フクシマ:原子力大災害の汚染水は放出することに (RFI)











(Fukushima: vers un rejet de l'eau contaminée lors de la catastrophe nucléaire: RFI)

http://www.rfi.fr/asie-pacifique/20191225-japon-vers-rejet-eau-contaminee-lors-catastrophe-nucleaire-fukushima-3





日本福島原子力





フクシマ:原子力大災害の汚染水は放出することに





記者 フレデリック・シャルル





発表 2019年12月25日・更新 2019年12月25日13:12








東電従業員が福島の汚染水の貯蔵場所の前にいる、2017年2月23日。

Tomohiro Ohsumi / AFP






日本政府は12月24日火曜日、福島原発の汚染水は環境中に、つまり、海か大気に放出することになると発表した。この原発敷地の貯蔵能力は間もなく限界に達する。

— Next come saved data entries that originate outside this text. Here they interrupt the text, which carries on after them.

PR #10318, opened 2025-11-20
lnsweep: lnwatcher needs to keep_waiting for pending hold_invoice

SomberNight:
If RHASH is in lnworker.dont_settle_htlcs, we should not reveal
the preimage. But also, we should not disregard the htlc either.
lnwatcher needs to keep waiting until either the user cancels/settles
the hold invoice, or until the hold_invoice's CLTV expires.

TODO: I need to write a test for this!

PR #10442, opened 2026-01-26
lnsweep: simplify maybe_reveal_preimage_for_htlc

SomberNight:
"When should we reveal preimages onchain?"
This commit tries to simplify the thinking to:
- we can reveal preimages (actually in any context) if they are already public
- a preimage is public if any other lightning node knows it besides us
  - if we learn the preimage from another LN node, it is public
  - if we send update_fulfill_htlc, it becomes public
  - if we see a preimage onchain, it is public

- we can't restrict revealing preimages to only already public ones both onchain and offchain: there needs to be a state transition out of non-public for our own invoices
  - we allow the state transition when we send update_fulfill_htlc (offchain)
    - this logic is unchanged
  - ~then onchain we can simplify: enforce preimage already being public~
    - EDIT: several of the regtest tests expect the code to make the other choice, as that's what we've been doing so far. It is simpler for now not to change this logic.

- in lnsweep._maybe_reveal_preimage_for_htlc:
  - partial mpp check is not relevant if preimage is already public
  - let's just always do KeepWatchingTXO, for sanity/safety

### DIFF
--- a/electrum/lnworker.py
+++ b/electrum/lnworker.py
@@ -2705,17 +2705,14 @@ class LNWallet(Logger):
         preimage: bytes,
         *,
         write_to_disk: bool = True,
-        mark_as_public: Optional[bool] = None,  # see is_preimage_public
+        mark_as_public: bool = False,  # see is_preimage_public
     ):
         assert isinstance(payment_hash, bytes), f"expected bytes, but got {type(payment_hash)}"
         assert isinstance(preimage, bytes), f"expected bytes, but got {type(preimage)}"
         if sha256(preimage) != payment_hash:
             raise Exception("tried to save incorrect preimage for payment_hash")
-        old_tuple = _, old_is_public = self._preimages.get(payment_hash.hex(), (None, None))
-        if mark_as_public is None:  # if unset, keep current DB value
-            mark_as_public = old_is_public or False
-        if old_is_public and not mark_as_public:
-            raise Exception("preimage mark_as_public: True->False transition is forbidden")
+        old_tuple = _, old_is_public = self._preimages.get(payment_hash.hex(), (None, False))
+        mark_as_public |= old_is_public  # disallow True->False transition
         # sanity checks and conversions done.
         new_tuple = preimage.hex(), mark_as_public
         if old_tuple == new_tuple:  # no change


electrum/lnsweep.py
```diff
@@ -481,12 +481,19 @@ def _maybe_reveal_preimage_for_htlc(
...
         #   for this MPP set. So the MPP set might still transition to complete!
         #   The MPP_TIMEOUT is only around 2 minutes, so this window is short.
         #   The default keep_watching logic in lnwatcher is sufficient to call us again.
+        # - if this is an incoming payment, where
+        #   - all the HTLCs have already been received (covering invoice amt) and are pending currently, and
+        #   - no one knows the preimage besides us, and
+        #   - this channel was just force-closed by either party
+        #   -> then we can freely decide whether to claim the HTLCs or let them time out.
+        #      Both choices are valid and safe. *Here* it is simpler to implement
+        #      letting the HTLC time out, so that's what we do.
```
SomberNight: note: several of the regtest tests expect the code to make the other choice, as that's what we've been doing so far

SomberNight: if we are forwarding, and the outgoing HTLC has already been irrevocably committed, we need to *keep watching* this incoming HTLC until cltv_abs and be prepared to still fulfill it if we learn the preimage from downstream

f321x: Besides the simplicity aspect you mention i can also think of these tradeoffs:
Claiming may consume a large amount of the htlcs value, esp during high mining fees, so it might be preferable to retry another lightning payment to pay less fees and let the sender pay the mining fees to time out the htlcs.
OTOH not claiming them would cause the payment to be stuck until the htlcs timed out, which is also quite bad experience for both sides of the payment.
Though in practice i guess it should not happen often, so simplicity might outweigh the cost of any potential UX improvement that gets triggered only rarely.

ecdsa:
the concept looks good to me, I would prefer a db upgrade.
also, `lnworker.save_preimage` could take an additional parameter for this boolean.

electrum/lnchannel.py
```diff
@@ -1466,6 +1466,7 @@ def extract_preimage_from_htlc_txin(self, txin: TxInput, *, is_deeply_mined: boo
         if preimage:
             assert ripemd(sha256(preimage)) == ripemd_payment_hash
             payment_hash = sha256(preimage)
+            self.lnworker.mark_preimage_as_public(payment_hash)
```
ecdsa: This call seems unnecessary; if we have already extracted the `preimage` in line 1484, then it should already be marked as public.

Even if adding this line may feel 'safer', I would prefer if reviewers did not have to spend brain cycles to figure this out. In the long run, making the code easy to review makes it safer.

SomberNight: Note  there is no `mark_preimage_as_public` to correspond to the codepath where we first reveal the preimage *onchain*. This call here is the only path that might handle that scenario and atm I am not fully certain it always gets to run.
That is, for example, if we are the original creator of a preimage, and we already revealed it through e.g. lnsweep+txbatcher, this line here is the only one that might mark it as public. but yes, maybe there should be a better place to add the `mark_preimage_as_public` call.

-----

EDIT: 
> we first reveal the preimage onchain

oh hmm, well, if we [decide never to first reveal preimages onchain](https://github.com/spesmilo/electrum/pull/10442#discussion_r2728804911), then this should never happen.  but for encapsulation purposes not sure that decision should leak here

ecdsa: I do not understand. This `extract_preimage` method is mostly for the case where the remote reveals the preimage of an htlc we proposed. In the case where we reveal the preimage of an htlc we received, it feels extremely convoluted to mark it as public once we have extracted it from the witness of a transaction we received from the Electrum server. We should mark it as public as soon as we broadcast our htlc sweep transaction.

SomberNight: > We should mark it as public as soon as we broadcast our htlc sweep transaction.

Yes, of course you are correct that it should work like that. However in the current code, where we broadcast is far away from where we make the decision to maybe reveal the preimage (perhaps some data could be saved in `SweepInfo`?).

Anyway, I started to try to write unit tests for lnsweep, and am bogged down in that.

electrum/lnsweep.py
SomberNight: note: this is currently not handled and we might lose money when forwarding.
https://github.com/spesmilo/electrum/blob/4f7b6e897710338e8a4cfb8fa97c305218bdff88/electrum/lnwatcher.py#L163-L168
If `chan.get_ctx_sweep_info` does not include an item for the incoming HTLC, e.g. because we don't YET know the preimage for it, lnwatcher might stop watching the channel and never redeem the incoming HTLC onchain, even after the outgoing HTLC gets fulfilled.

ecdsa: This looks like another use case for `KeepWatchingTXO`, 7e1fd008f032ca56a3727e1a225e6f2a2f95ad82

electrum/lnchannel.py
ecdsa: > perhaps some data could be saved in SweepInfo ?

how about marking the preimage as public at the end of `_maybe_reveal_preimage_for_htlc` ?

SomberNight: Well, yes, I think maybe we could do that.
Note that this might result in us marking the preimage public way too early: after `_maybe_reveal_preimage_for_htlc` runs, we might still run into issues/events that lead us not to broadcast the HTLC-claim tx. However that seems okay - it would be the other direction that is dangerous: if we marked it too late.

electrum/wallet_db.py
```diff
@@ -1345,6 +1346,16 @@ def _convert_version_67(self):
         self.data['channels'] = channels
         self.data['seed_version'] = 67
 
+    def _convert_version_68(self):
+        if not self._is_upgrade_method_needed(67, 67):
+            return
+        old_preimages = self.data.get('lightning_preimages', {})
+        new_preimages = {}
+        for _hash, preimage in old_preimages.items():
+            new_preimages[_hash] = (preimage, False)
```
SomberNight, line 1364: Are we okay with the weird edge cases that happen around upgrade time?

For example, consider Alice received an HTLC, they revealed the preimage offchain, but the HTLC is not yet irrevocably removed. -- Bob did not revack and he disappeared.
Now Alice upgrades Electrum, db upgrade happens, preimage gets marked as public=False, and now either Alice or Bob force-closes, with the HTLC still being there. Alice then should but will not reveal the preimage onchain.

Note that blanket setting public=True during the upgrade would introduce its own issues: partial MPP, etc.

Anyway this seems hard to fix and unlikely to happen, so perhaps we can say we consider it out of scope.

electrum/lnsweep.py
```diff
@@ -503,6 +507,8 @@ def _maybe_reveal_preimage_for_htlc(
         )
         return None, keep_watching_txo
     preimage = chan.lnworker.get_preimage(htlc.payment_hash)
+    # this preimage will be revealed
+    chan.lnworker.mark_preimage_as_public(htlc.payment_hash)
     return preimage, None
```
SomberNight, line 516: can preimage be None here? if so, is it okay to mark it as public?

SomberNight: I think the safe thing might be to always do "KeepWatchingTXO" until cltv_abs, if we decide not to reveal the preimage for any reason. E.g. if we return None because we don't have the preimage, we should keep watching...

---

E.g. what if the HTLC is a hold invoice?

Hold-invoices and JIT channels were the two original usecases for adding the KeepWatchingTXO logic in https://github.com/spesmilo/electrum/pull/10318, however `lnworker.dont_settle_htlcs` changed in the meantime and it is now only used for JIT channels (not hold invoices).

Though maybe `lnworker.is_complete_mpp` is False then and so execution would take the first branch?

electrum/wallet_db.py
ecdsa: that's fine with me.

electrum/lnsweep.py
SomberNight: > I think the safe thing might be to always do "KeepWatchingTXO" until cltv_abs, if we decide not to reveal the preimage for any reason

done in https://github.com/spesmilo/electrum/commit/0a081695b2c33799e28b3863b3b8dcd8efe76d64

SomberNight:
I squashed and force-pushed. There is a copy of the [old branch here](https://github.com/SomberNight/electrum/tree/202601_lnworker_is_preimage_public_bak20260224b) ([commit](https://github.com/SomberNight/electrum/commit/d0eb87de0cc475d5d0cc3eb611e864a3221f45c2)).

electrum/lnsweep.py
SomberNight: note: decided not to change this behaviour for now

electrum/lnworker.py
```diff
@@ -2699,19 +2699,35 @@ def delete_payment_bundle(
...
+        if mark_as_public is None:  # if unset, keep current DB value
+            mark_as_public = old_is_public or False
+        if old_is_public and not mark_as_public:
+            raise Exception("preimage mark_as_public: True->False transition is forbidden")
+        # sanity checks and conversions done.
+        new_tuple = preimage.hex(), mark_as_public
+        if old_tuple == new_tuple:  # no change
+            return
+        self.logger.debug(f"saving preimage for {payment_hash.hex()} (public={mark_as_public})")
+        self._preimages[payment_hash.hex()] = new_tuple
```
SomberNight, line 2721: >  also, lnworker.save_preimage could take an additional parameter for this boolean.

I changed to this, as the previous API was too error-prone - there was already a bug in this branch due to that. (ordering of calls to `lnworker.save_preimage` vs `lnworker.mark_preimage_as_public` mattered)

Unfortunately, to keep the API (for callers) simple, I had to put quite a bit of complexity inside the implementation of `save_preimage`. Still, I think it's ~okay.

electrum/lnsweep.py
```diff
@@ -480,14 +480,22 @@ def _maybe_reveal_preimage_for_htlc(
     htlc: 'UpdateAddHtlc',
     sweep_info_name: str,
 ) -> Tuple[Optional[bytes], Optional[KeepWatchingTXO]]:
-    """Given a Remote-added-HTLC, return the preimage if it's okay to reveal it on-chain."""
-    if not chan.lnworker.is_complete_mpp(htlc.payment_hash):
+    """Given a Remote-added-HTLC, return the preimage if it's okay to reveal it on-chain.
```
SomberNight, line 483: lnsweep desperately needs unit tests. I have a WIP branch to build the architecture for it but we can merge this before I get to finish that.

ecdsa: I have tested the current branch using regtest (using the 'timebomb' approach).
It behaves well.

electrum/lnworker.py
ecdsa: regarding complexity, why does `save_preimage` require the payment_hash as parameter?
I guess we could kill that parameter, although the caller would probably want to check the hash in some cases.

SomberNight: No substantial reason. Indeed it is a final sanity check that tests the preimage is correct.
Anyway, I would keep it as-is for now.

日本政府が拠り所とする専門家たちの報告書では長期に亘る貯蔵が排除されている。なぜなら、福島原発の汚染水管理は甚だしく厄介な問題だからだ。100万トンを超える汚染水が1000台のタンクに貯蔵されている。そして、タンクはこれからも敷地を埋めていく。穴の空いた原子炉はダナイデスの穴の空いた樽に似ている。





►これも読む:日本:海洋に放出されるフクシマの汚染水





炉心を冷却するために毎日300トンを超える真水が注入される。原子炉格納容器には穴が開いており、この水が溶融した燃料に接触して放射性元素が混ざり込む。その水が地下水の浸透する原子炉建屋の地下部分に流れ込むので、今度は地下水が汚染される。





水密性に限界あり





理論上、この放射能汚染水は全て原子炉冷却回路に再導入される前に汲み上げられ処理される。しかし実際には、処理済みの水の全てがこれらの回路に再注入されるわけではない。一部は延々と連なるタンクに保管される。



時が経つ毎に貯蔵水は増える。グリーンピースは敷地での持続可能な貯蔵を勧めるが、日本政府によればそれはもう出来ない。2022年には全てのタンクが満杯になる。そして、それらの水密性は無限でない。水漏れはこれからも発生する。太平洋への流出を食い止めるために、全長900mの遮水壁が海洋に沿って建設された。





海で希釈するか水蒸気にして大気中に出すか?





福島の敷地での水の持続可能な貯蔵が不可能な場合の選択肢は3つあるようだ。海で希釈する、水蒸気にして大気中に出す、または、この2つの組み合わせだ。国際原子力機関は海での希釈を推す。しかし、発電所を運営する東電は、水浄化システムが全ての放射性核種を除去し切れないことを認識している。システムにはトリチウムを抽出する工程がない―そのため、水の一部は食物連鎖にとって危険だ。



水を環境中に放出する決定について、政府は2020年東京五輪の後まで先送りにする。しかし、福島の漁師や韓国からの反対はいまなお強い。それでも現実問題として、最終的に水は放出されるだろう。







(投稿者より)



「ダナイデスの穴の空いた樽」"le tonneau percé des Danaïdes" ウィキに説明があります。